While this is definitely more enjoyable than most DTV sequels, it’s still not particularly memorable. Its biggest achievement is just demonstrating what a cool concept DARKMAN is and proving that it did lend itself to further adventures. Apparently there actually was a pilot shot for a proposed Darkman TV series, this time with some other guy as Darkman but Larry Drake returning as Durant. This I’m sure is alot better than that, but it does sort of feel like the beginning of a TV series or a series of TV movies. It’s mostly sort of imitating what happened in the first one but doing it on the cheap, and stretching credibility further. In the first one he recorded a few phrases from Durant and learned how to imitate them, and this made it suspenseful to see how he was gonna pull it off. In this one he does the same thing except learning those two lines now means he can do a flawless imitation of anything the guy would say. Pretty silly. But I guess that goes with the territory.

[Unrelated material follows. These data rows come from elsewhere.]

PR #4991, opened 2025-08-06
queue post edits

davidisaaclee:
## Summary
part of TLON-4650
Edits now queue similarly to sends – uploads do not block send; queue pauses if session disconnects; edits send in serial.

## Changes
- Draft previously had some confusion around the draft's "parent" (I was using it both as the `editingPost` and the thread root) – this caused tlon-4643 which was fixed by #4975; but there was some other places where this was being used incorrectly. I just removed all mentions of parentId, as we're not doing replies in this code path yet (and for edits, we can just grab the original post's `parentId` from database)
- Split `editPost` into variants similar to `sendPost` (facilitating sending from a raw draft, or from a "finalized" [i.e. uploaded] draft)

## How did I test?
- Did an edit on a text message in a chat
- Did an edit on a photo message in a chat
- Added multiple photos to a post via edit
- Did a bunch of edits + new messages while pausing network, then unpaused and made sure everything went through as expected

I went through the same process in a thread, and I did a quick edit of a notebook post.

## Risks and impact

  - [ ] Onboarding
  - [ ] State / providers
  - [ ] Message sync
  - [ ] Channel display
  - [ ] Notifications

## Rollback plan
git revert

## Screenshots / videos

<details>

<summary>This demo has the following patch applied, which pauses attachment uploads until I run `__resolveUploads()` in the console.</summary>

```diff
diff --git a/packages/shared/src/store/storage/storageActions.ts b/packages/shared/src/store/storage/storageActions.ts
index 6bceccda5..41273f16f 100644
--- a/packages/shared/src/store/storage/storageActions.ts
+++ b/packages/shared/src/store/storage/storageActions.ts
@@ -148,6 +148,18 @@ export const performUpload = async (
       isDigitalOcean ? headers : undefined,
       isWeb
     );
+
+    await new Promise((resolve) => {
+      console.log('pausing uploads');
+      const prev = (window.global as any).__resolveUpload;
+      Object.assign(window.global, {
+        __resolveUpload: () => {
+          prev?.();
+          resolve(null);
+        },
+      });
+    });
+
     return config.publicUrlBase
       ? new URL(fileKey, config.publicUrlBase).toString()
       : signedUrl.split('?')[0];
```

</details>

https://github.com/user-attachments/assets/a1003363-5925-4b41-980e-53cb6158b3d8


packages/shared/src/store/postActions.ts
```diff
@@ -406,52 +396,98 @@ export async function forwardGroup({
...
+  postBeforeEdit,
+  buildFinalizedPostData,
+  buildOptimisticPostData,
+}: {
+  postBeforeEdit: db.Post;
+  buildFinalizedPostData: () => Promise<domain.PostDataFinalizedEdit>;
+  buildOptimisticPostData: () => domain.PostDataFinalizedEdit;
+}) {
   logger.trackEvent(
     AnalyticsEvent.ActionStartedDM,
```
davidisaaclee, line 450: This seems wrong to me – anyone have context?

dnbrwstr (approved):
Code lgtm!

davidisaaclee:
I ran e2e locally (after merging in `develop`), and the only failure was `e2e/invite-service.spec.ts` – which I think is probably unrelated 😬

PR #4995, opened 2025-08-07
groups: add ban button for non-public group types, add e2e tests for bans

patosullivan:
## Risks and impact

  - [ ] Onboarding
  - [ ] State / providers
  - [ ] Message sync
  - [ ] Channel display
  - [ ] Notifications


packages/app/ui/components/ActionSheet.tsx
```diff
@@ -142,6 +143,18 @@ const ActionSheetComponent = ({
   // For popovers, use a more conservative max height to ensure it fits in viewport
   const popoverMaxHeight = Math.min(maxHeight, height * 0.5);
 
+  // listen for escape key to close the sheet
+  // this is helpful for e2e tests
+  useEffect(() => {
```
dnbrwstr, line 148: Nit: would probably make sense to only bind the listener if the sheet is currently open.

packages/shared/src/store/groupActions.ts
```diff
@@ -1061,10 +1061,21 @@ export async function banUserFromGroup({
     return;
   }
 
-  if (existingGroup.privacy !== 'public') {
-    console.error('Group is not public', groupId);
+  // Prevent banning the group owner
+  if (contactId === existingGroup.hostUserId) {
+    console.error('Cannot ban group owner', groupId, contactId);
```
dnbrwstr, line 1066: Nit: would be more consistent to use `logger.error` here and below.

dnbrwstr (approved):
Lgtm! Two small nits.

latter-bolden (approved):
Change makes sense, glad we have a test for it too.

PR #4996, opened 2025-08-07
channels: request join upon hearing new membership

arthyn:
## Risks and impact

  - [ ] Onboarding
  - [ ] State / providers
  - [ ] Message sync
  - [ ] Channel display
  - [ ] Notifications

### DIFF
--- a/desk/app/channels-server.hoon
+++ b/desk/app/channels-server.hoon
@@ -669,7 +669,7 @@
 ::
 ++  watch-groups  (safe-watch /groups [our.bowl %groups] /v1/groups)
 ::  +take-groups: process group update
-::  
+::
 ++  take-groups
   |=  =r-groups:v7:gv
   =/  affected=(list nest:c)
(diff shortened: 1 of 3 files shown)


Fang- (changes requested):
Literally impossible to get boolean conditionals right first-try.

Downside here is that channel host will send "join pushes" even for channels that the new members don't necessarily have access to. This will just make the channel join fail on their end, essentially status quo but with extra work.

Resolving that by doing the permissions check on-the-spot when sending out the "join pushes" runs the risk of hitting similar race/info conditions where the channel host has learned about the new members but doesn't have their new roles yet, or things along those lines. This feels like it'd be turtles all the way down, and is another one on the list of reasons why splitting permissions/checks across agents/ships is a bad idea.

All of that is out of scope here though. The change as written (minus flipping the conditional) solves the common case just fine, and I'm not too worried about the pointless extra work it creates in edge cases.

Fang-:
Also shouldn't this target `staging`? I guess we'll merge everything back together before release but this fix is specifically for symptoms caused by what's on `staging`, right?

Fang- (approved):
"Exercising authority."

The real fun would’ve come later on when they started to get tired of the same formula and start messing with it. He starts disguising himself as celebrities and doing PSAs for liquid skin research or something, I don’t know. (Okay, that doesn’t sound very exciting. But they would’ve come up with something I bet.)
May 19th, 2012 at 8:02 pm
Not a good movie, lots of extraneous scenes, what local future screenwriting guru Tawdry Hepburn would call “fat,” and gratuitous moments that accomplish absolutely nothing but boring or confusing the audience (for example the non-nude strip club imagery and the bad acting from a female lead who’s not nearly sexy enough to get away with bad acting), but DARKMAN II:ARGUABLY SLIGHTLY BETTER THAN A CONTEMPORARY TV PILOT WOULD HAVE BEEN (there’s your vhs cover blurb, you’re welcome) almost makes it all worth it with
a brilliant postmortem one-liner set up by the scene starting at about the 84 minute mark. On NetFlix instant now, so I encourage everyone to click it into his/her queue and fast-forward to the climactic last several minutes for a chuckle or 2.

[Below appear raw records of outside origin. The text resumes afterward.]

PR #4998, opened 2025-08-08
FacePile: add

jamesacklin:
## Summary

Adds a new `FacePile` component for use.

## Changes

Introduces a new `FacePile` component, which expects several `db.Contact[]`s and optionally a maximum number to show (defaults to 4). Over the maximum number of contacts to be shown, a "+n" badge is shown.

The component does not make any decisions which order the contacts should be stacked. For example, if we want the most recently-joined members to appear atop others, we will need to handle this before passing the contacts in. 

I did have to hard-code the pixel values for the badge height/width because even though `$2xl` is nominally 24px, the Avatar component insists that it's 26px at the `$2xl` size. I thought this to be something less than a cardinal sin. 

## How did I test?

I developed this in isolation in Cosmos. (Our Cosmos config has drifted somewhat given our recent changes with providers, so I'll issue a separate PR to show off what I did to resolve.)

I added a few unit tests to ensure that the overflow count computes correctly.

## Risks and impact

- Affects important code area: none

## Rollback plan

Don't use it?

## Screenshots / videos

iOS:

Screenshot 2025-08-08 at 8 56 51 AM

Web:

Screenshot 2025-08-08 at 8 57 19 AM

### DIFF
--- a/.github/workflows/ci.yml
+++ b/.github/workflows/ci.yml
@@ -55,6 +55,23 @@ jobs:
         run: pnpm exec playwright install chromium --with-deps
         working-directory: ./apps/tlon-web
 
+      - name: Run Production Build Smoke Test
+        id: smoke-test
+        run: |
+          pnpm e2e:prod:smoke:force || (echo "::warning::Production smoke test failed, retrying..." && pnpm e2e:prod:smoke:force)
+        working-directory: ./apps/tlon-web
+        continue-on-error: false
+
+      - name: Upload Production Test Artifacts
+        if: failure() && steps.smoke-test.outcome == 'failure'
+        uses: actions/upload-artifact@v4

Wouldn’t normally qualify my recommendation that way, and I hate to offend the DTVers who tried to make it look like they were occasionally striving for excellence here, but this movie doesn’t have much else of interest except the comical number of times Durant yells, “WESTLAAAAAAAAAAAAAAKE!” I’m guessing the proposed tv show would have required early repetitive establishment of the Dr. Westlake character brand.
Now to check out DARKMAN III: DIE DARKMAN DIE, Mike Werb’s pre-FACE//OFF writing credit masterpiece and the pre-UNISOL:REGEN king of DTV, according to Vern.